AIM OF THE TASK: Search the entries below for the string "recorded" and give the number of lines that hold it, nothing else.

RECORDS PROVIDED:
PR #295, opened 2026-08-27
Record the published revision on promotion's stored-PR reuse path

### LINKED ISSUE #291: Promotion's stored-PR reuse path returns without persisting githubHeadSha, leaving the recorded published revision stale
## Summary

The promotion route computes and validates `publishedSha` against `change.evaluatedSha`, then force-pushes. But when the change already has usable stored PR metadata, the route returns early — before the `updateChangeStatus` call that writes `githubHeadSha`. The push succeeds and the published revision is known, and it is not recorded.

## Where

`src/routes/changes.ts`, on `claude/issue-243-244-promotion-evaluated-sha` at `5504f85` (PR #275). Three points, in execution order:

| Line | What happens |
|---|---|
| 1676-1688 | `publishedSha` is computed from the local tip and validated against `change.evaluatedSha` |
| ~1759-1774 | stored-PR reuse branch: `if (isUsableGithubPr(storedPr, repo) && storedPrMatchesTarget)` → `return okOrFormRedirect(...)` |
| 1898 | `...(publishedSha !== undefined ? { githubHeadSha: publishedSha } : {})` |

The early return at 1774 never reaches 1898.

## Why it matters

This is the *re-promotion* path — the one taken when a change is promoted again against an existing PR. So it is not an edge case; it is the second and every subsequent promotion of any change.

`githubHeadSha` is the record of which revision was actually published. After a re-promotion it can be missing (legacy rows) or stale (pointing at the previous head) while the branch on GitHub has moved. Anything reading that field to answer "what is currently published?" gets a wrong answer, and nothing surfaces the discrepancy.

Data-fidelity rather than correctness — the promotion itself succeeds and the right commits reach GitHub. What is wrong is the metadata describing it.

## Suggested direction

Persist the confirmed `publishedSha` on the reuse path before returning, including when the stored value is missing or stale. Care is needed not to disturb the surrounding validation: the early return exists because reusing a PR that matches the target is the correct answer, and that should stay — only the write is missing.

Worth a regression test covering re-promotion with valid stored PR metadata after a force-push, asserting `githubHeadSha` matches the new head rather than the old one.

## Provenance

Found by CodeRabbit reviewing #275 (run `abf65850`), as an outside-diff-range comment. I had not traced this one when it was first raised; verified against the code at `5504f85` before filing.

jlamoreaux:
## Summary

The promotion route computes `publishedSha`, validates it against `change.evaluatedSha`, and force-pushes — then, when the change already has usable stored PR metadata, returns early, before the `updateChangeStatus` call that writes `githubHeadSha`. The push succeeded and the published revision was known; it was simply not recorded.

Because this is the *re-promotion* path, it is not an edge case — it is the second and every subsequent promotion of any change. `githubHeadSha` is the record of which revision was actually published, so after a re-promotion it was stale (pointing at the previous head while the branch on GitHub had moved) or missing (rows predating the column). Anything reading that field to answer "what is currently published?" got a wrong answer, and nothing surfaced the discrepancy.

This writes the confirmed sha before the reuse path returns. **The reuse decision itself is untouched** — reusing a PR that matches the target is the correct answer, as the issue notes; only the write was missing.

### Scope held deliberately tight

- **Only the sha.** `buildUpdateChangeStatusStatement` skips `undefined` opts, so this assigns `status` and `github_head_sha` and nothing else. `promoted_at` / `promoted_by` are left alone — whether a re-promotion counts as a fresh promotion event is a product question this bug does not need answered, and I would rather it be a decision than a side effect.
- **Legacy rows.** When `publishedSha` is `undefined` (no `evaluatedSha`, so the staleness gate never ran) there is no confirmed revision and the write is skipped, matching the guard the create path already applies to its own `githubHeadSha` write.
- **No backfill** of rows already stale.

### One judgement call worth reviewing

**A failed write does not fail the promotion** — it is logged at `error` and the route still returns success. The branch is pushed and the PR exists, so the promotion genuinely happened; failing here would let a transient D1 error break a re-promotion that previously could not fail after the push, and the degraded outcome of a failed write is exactly today's behaviour, a stale sha. The create path stays strict because a failed write *there* loses the PR number itself and the next promotion would re-create the PR.

If you'd rather this path fail loudly, it is one branch to change.

### A pre-existing assertion had to go

`tests/changes.test.ts` asserted `expect(updateChangeStatus).not.toHaveBeenCalled()` on the re-promotion case. That assertion encoded the bug, so it is replaced rather than quietly relaxed — flagging it since a deleted assertion is the kind of thing worth a second look.

## Related issues

Closes #291

## Type of change

- [x] Bug fix
- [ ] New feature
- [ ] Refactor / cleanup
- [ ] Documentation
- [ ] Other:

## How was this verified?

Four cases on the re-promotion path, matching the regression the issue asks for — re-promotion with valid stored PR metadata after a force-push, asserting `githubHeadSha` is the new head rather than the old one:

1. **Records the revision it just published, not the one it replaced** — stored head `sha-first`, publishes `sha-second`, asserts the write carries `sha-second`, and asserts `promotedAt` is *not* in the payload.
2. **A legacy change with no `evaluatedSha` records no sha** — no gate ran, so nothing is written rather than something invented.
3. **Re-promotion still succeeds when the write fails** — covers the judgement call above.
4. The existing reuse case, retained, minus the assertion that encoded the bug.

Cases 1 and 3 **fail against the pre-fix route** — confirmed by stashing `src/routes/changes.ts` with the tests in place.

- [x] `npm test` — 2196 passed, 27 skipped, 0 failed (145 files)

## Checklist

- [x] Docs updated where the change makes them inaccurate — grepped `README.md`, `AGENTS.md`, `CONTRIBUTING.md` and `docs/` for `githubHeadSha` / `github_head_sha` / re-promotion semantics; no documentation describes this field. Nothing to correct.

---

## Summary by CodeRabbit

* **Improvements**
  * GitHub re-promotions now record the newly published workspace revision when evaluation is verified.
  * Promotions continue successfully even if recording the revision fails.
  * Legacy changes without an evaluated revision remain unchanged.

### DIFF
--- a/src/routes/changes.ts
+++ b/src/routes/changes.ts
@@ -1803,6 +1803,31 @@ app.post("/changes/:id/github-pr", async (c) => {
       prNumber: storedPr.number,
       repo: `${repo.owner}/${repo.repo}`,
     });
+    // The force-push above moved the PR's head, so the stored `githubHeadSha`
+    // now describes the PREVIOUS revision. This path is every re-promotion, so
+    // without this write the recorded published revision is stale (or missing,
+    // on rows predating the column) for every change promoted more than once,
+    // and nothing surfaces the discrepancy. Undefined only for a legacy change
+    // with no `evaluatedSha`, where the gate above never ran and there is no
+    // confirmed revision to record — the same guard the create path uses.
+    if (publishedSha !== undefined) {
+      const headShaResult = await updateChangeStatus(c.env.DB, logger, id, "promoted", {
+        githubHeadSha: publishedSha,
+      });
+      if (!headShaResult.success) {
+        // Not fatal: the branch is pushed and the PR exists, so the promotion
+        // genuinely happened. Failing here would let a transient D1 error break
+        // a re-promotion that previously could not fail after the push, and the
+        // degraded outcome is exactly the stale sha this write is fixing.
+        // Contrast the create path below, where a failed write loses the PR
+        // number itself and the next promotion would re-create the PR.
+        logger.error(
+          "Re-promotion succeeded but the published revision was not recorded",
+          headShaResult.error,
+          { changeId: id, publishedSha },
+        );
+      }
+    }
     return okOrFormRedirect(c, id, {
       changeId: id,
       github: {
--- a/tests/changes.test.ts
+++ b/tests/changes.test.ts
@@ -2953,19 +2953,20 @@ describe("POST /api/changes/:id/github-pr", () => {
     expect(updateChangeStatus).not.toHaveBeenCalled();
   });
 
+  const reusableStoredPr = {
+    status: "promoted" as const,
+    githubOwner: "acme",
+    githubRepo: "widgets",
+    githubBranch: "stratum/chg_abc123",
+    githubPrNumber: 7,
+    githubPrUrl: "https://github.com/acme/widgets/pull/7",
+    githubPrState: "open",
+  };
+
   it("re-promotion re-pushes the branch and reuses the existing PR", async () => {
     vi.mocked(getChange).mockResolvedValue({
       success: true,
-      data: {
-        ...acceptedChange,
-        status: "promoted",
-        githubOwner: "acme",
-        githubRepo: "widgets",
-        githubBranch: "stratum/chg_abc123",
-        githubPrNumber: 7,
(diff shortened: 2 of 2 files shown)


jlamoreaux:
@coderabbit review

OUTPUT OF THE EXERCISE: 5